Risks to lower-rated credit include the Fed tightening monetary policy sooner than expected, or at least being perceived by the market to be considering a change. An unforeseen event that affects the economy has the potential to knock companies at a time when they are issuing a record volume of bonds.
“All this debt has to be repaid at some point,” said Brown. “Nobody is worried about that today because the cost of that debt is so low.”
Another concern is that excessive bond issuance could overwhelm demand.
“We’re creating a sort of structural imbalance,” Brown said. “The supply of credit has increased dramatically -- when does the regime shift, and people decide it’s time to sell credit, and sell spread?”
Besides buying better-rated bonds, Sun Life is overweight private credit, where it particularly likes to lend to higher-quality companies and get both seniority and covenant protection. This can generate returns that are 70 basis points better than government or public company debt, Brown said.
Sun Life has been increasing allocations to Crescent Capital, an alternative credit firm it owns, Brown said.
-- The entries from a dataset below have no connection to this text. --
PR #253, opened 2025-05-09
Let things be a little dirtier

benmartin-coforma:
### Description
1. We sanitize the body of every request that hits our API, to ensure we never store or even interact with potentially dangerous data.
2. We use the library DOMPurify for this, with a very strict config set to allow through only a limited set of HTML tags.
3. Within our own report templates, we use tags outside of that limited set.
4. As a user completes a report, we store the answers directly in the template. In other words, every time a user saves report data, they are also re-saving the template.
5. Therefore, the first time each report is saved by a user, that report's template is mangled by DOMPurify.

This PR loosens up the DOMPurify config, to allow a slightly broader set of tags, which includes all tags currently in use in our report templates.

In order to verify this is working correctly, and to ensure future edits to the report templates do not quietly add unsanitizable tags, I created a unit test that actually instantiates all possible versions of the QMS report, and asserts that each version makes it through the sanitizer unchanged.

In order to write that unit test, I had to separate the action of building a report from the action of saving that report to the database. Well, I guess I didn't _have_ to, but it saved me from some extra mocking, and it makes more sense to me this way.

Note that I had to make some edits to the instructions in order to make sure DOMPurify wouldn't change them. It was doing weird stuff like generating closing `<p>` tags in weird spots, and stripping out empty ones. It's possible these edits changed the spacing on the page. Hopefully it still looks right?

image
image
image
image

### Related ticket(s)
CMDCT-4630

---
### How to test
https://d1cx8o2bjaw6wo.cloudfront.net/

I guess, make sure you can still create a report.

And save changes to it.

And that the instruction accordions look OK, I guess.

That should be it though.

### Important updates
n/a

---
### Author checklist

### DIFF
--- a/services/app-api/forms/2026/elements.ts
+++ b/services/app-api/forms/2026/elements.ts
@@ -58,19 +58,20 @@ export const measureInstructions: AccordionTemplate = {
   label: "Instructions",
   value:
     "<strong>Instructions for Completing this Measure</strong>" +
-    "<p>Before you can click the <b>“Complete measure”</b> button, you must answer all required (non-optional) questions for the measure and any associated measure sections (such as delivery method or measure part).<p>" +
+    "<p>Before you can click the <b>“Complete measure”</b> button, you must answer all required (non-optional) questions for the measure and any associated measure sections (such as delivery method or measure part).</p>" +
     "<p>Please review your responses to ensure all mandatory fields are filled out before proceeding.</p>" +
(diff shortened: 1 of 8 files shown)


rocio-desantiago (approved):
Report still working ✅

ailZhou (approved):
lgtm! no issues with creating reports and text looks the same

It’s also shifted some money out of fixed-income entirely, buying commercial real estate and infrastructure equities.
“Those are two sectors that we think can perform well in a stable to rising inflationary environment, as long as inflation isn’t runaway,” Brown said.
Within company bonds, Sun Life doesn’t have much energy exposure, instead focusing on innovation, as well as environmental, social and governance credentials.
“We tend to avoid cyclicals,” Brown said. “We put an overweight on sustainability and disruption.”